Голос не утратил любезной заинтересованности, но сказано это было так, что Александра поняла — тему прессы лучше не развивать. Некоторое время все сидели молча.
— Наверное, я мешаю вам разговаривать? — дошло наконец до Александры. Я уйду сейчас…
Она сделала попытку встать, но Филипп удержал ее.
— Мы уже все обсудили, не дергайся. Гость одним глотком допил коньяк и поднялся.
— Спасибо, ребята! — сказал он душевно и протянул руку Филиппу. — Я жду твоего звонка, как договорились.
Александре он тоже пожал руку.
— Я очень рад, что у Филиппа такая чудная жена. — Он говорил так естественно, что Александра поверила ему, забыв на миг, что он политик и складно врать — его профессия. — Я рад, что вы теперь совершенно здоровы и прекрасно выглядите. Когда я видел вас в последний раз, вы выглядели намного хуже, а ваш муж… вообще никуда не годился. Хорошо, что все обошлось.
— А когда мы виделись в последний раз? — удивленно взглянула на него Александра. Он засмеялся:
— Мы не виделись. Я вас видел. Вы лежали на диване и выглядели совсем не так хорошо, как сейчас.

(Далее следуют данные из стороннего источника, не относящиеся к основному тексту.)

PR #570, opened 2025-07-28
[BUG] correctly set tags for `Poisson` distribution

fkiraly:
The "approximate vs exact" tag for the `Poisson` distribution were not set correctly - `Poisson` has an exact `ppf` interfaced from `scipy`.

Also fixes a problem with the 2nd test example which had a (non-permissible) mean zero for the Poisson.

### DIFF
--- a/skpro/distributions/poisson.py
+++ b/skpro/distributions/poisson.py
@@ -29,8 +29,8 @@ class Poisson(_ScipyAdapter):
     """
 
     _tags = {
-        "capabilities:approx": ["ppf", "energy"],
-        "capabilities:exact": ["mean", "var", "pmf", "log_pmf", "cdf"],
+        "capabilities:approx": ["energy", "pdfnorm"],
+        "capabilities:exact": ["mean", "var", "pmf", "log_pmf", "cdf", "ppf"],
         "distr:measuretype": "discrete",
         "distr:paramtype": "parametric",
         "broadcast_init": "on",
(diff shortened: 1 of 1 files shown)


fkiraly:
the test checks ppf(cdf(x)) = x, which is only true for continuous distributions for general x.

But, x is obtained from sample, so we know it is in the support of the dist, and on that support, the equality holds with probability one.

tingiskhan:
> oh, the test checks ppf(cdf(x)) = x, which is only true for continuous distributions.
> 
> For mixed ones, it should check whether x has positive mass (pmf), if so then only an inequality holds.

Aaaaah, alright! And I must have misunderstood the Poisson part then, since it seems like it was the other way around

fkiraly:
no, sorry, I was wrong with the point you cited (I amended my post while you were probably writing the response).

I am increasingly getting confused, see above. I think ppf(cdf(x)) holds with probability 1 if x is drawn from the distibution, so the test should never fail if the methods have the following properties:

* `cdf` is exact
* `ppf` is exact
* `sample` is measurable w.r.t the distribution (this suffices, and it is sufficient that `sample` is correct)

fkiraly:
... is this a bug in `scipy`?

fkiraly:
not a bug in scipy, neither is it one in skpro core logic, it was simply an inadmissible test parameter setting (Poisson with mean zero)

— Павлик! — поморщившись, сказал Филипп. — Ты вроде ехать собирался…
— До свидания! — окончательно попрощался Павлик. — Если будут проблемы — звоните, У Филиппа все мои координаты.
Он шагнул в коридор, громилы подобострастно протрусили вперед, распахнули перед ним дверь, и все вышли.
Александра обошла вокруг стола, зачем-то понюхала пустую рюмку из-под коньяка и тихонько опустилась в кресло — у нее вдруг кончились силы.
Под окнами заурчали машины, колеса отчетливо прошуршали, расплескивая мерзлую воду. Хлопнула дверь, вернулся Филипп.
— Эй! — позвал он.
Александра не отозвалась, продолжая смотреть телевизор. Филипп стоял в проеме двери, держась руками за косяки.
— Ты что, действительно сильно испугалась? Александра добавила громкость. Он пожал плечами — ненавистный французский жест, могущий означать что угодно.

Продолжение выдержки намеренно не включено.